[EXERCISE GOAL]
Each line of the records that holds the word "debug" should be copied out.

[ENTRIES PROVIDED]

PR #8991, opened 2019-03-29
Fix #8988: Improve lookups for codepoint offsets

### LINKED ISSUE #8988: Opening the “New Ride” window noticably slows down game
**OS:** Ubuntu 18.04
**Version:** 0.2.2+
**Commit/Build:** 731af7473202b931ce243321bc7c42f9800dafc9

Using a debug build, I get 37 FPS at 1920x1200 in a certain park. When opening the New Ride window on the roller coasters page, this drop down to 15 FPS. This is using software rendering mode with no hardware display.

ZehMatt:
This change keeps the FPS constant at 40 on debug builds at 1920x1080. Park I used was Crazy Castle with nothing built and 10 Guests.

### DIFF
--- a/src/openrct2/drawing/Font.cpp
+++ b/src/openrct2/drawing/Font.cpp
@@ -17,7 +17,7 @@
 #include "TTF.h"
 
 #include <iterator>
-#include <map>
+#include <unordered_map>
 
 static constexpr const int32_t SpriteFontLineHeight[FONT_SIZE_COUNT] = { 6, 10, 10 };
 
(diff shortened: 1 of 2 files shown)


src/openrct2/drawing/Font.cpp
```diff
@@ -197,12 +197,23 @@ static const std::map<char32_t, int32_t> codepointOffsetMap = {
...
  *  rct2: 0x006C19AC
  */
 void font_sprite_initialise_characters()
 {
+    // Compute min and max that helps avoiding lookups for no reason.
+    _smallestCodepointValue = std::numeric_limits<char32_t>::max();
+    for (const auto entry : codepointOffsetMap)
+    {
+        _smallestCodepointValue = std::min(_smallestCodepointValue, entry.first);
+        _biggestCodepointValue = std::max(_biggestCodepointValue, entry.first);
```
janisozaur: Isn't it just `std::minmax_element`?

janisozaur: Hmm, I guest not in `std::unordered_map`.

[RESPONSE]
Using a debug build, I get 37 FPS at 1920x1200 in a certain park. When opening the New Ride window on the roller coasters page, this drop down to 15 FPS. This is using software rendering mode with no hardware display.
This change keeps the FPS constant at 40 on debug builds at 1920x1080. Park I used was Crazy Castle with nothing built and 10 Guests.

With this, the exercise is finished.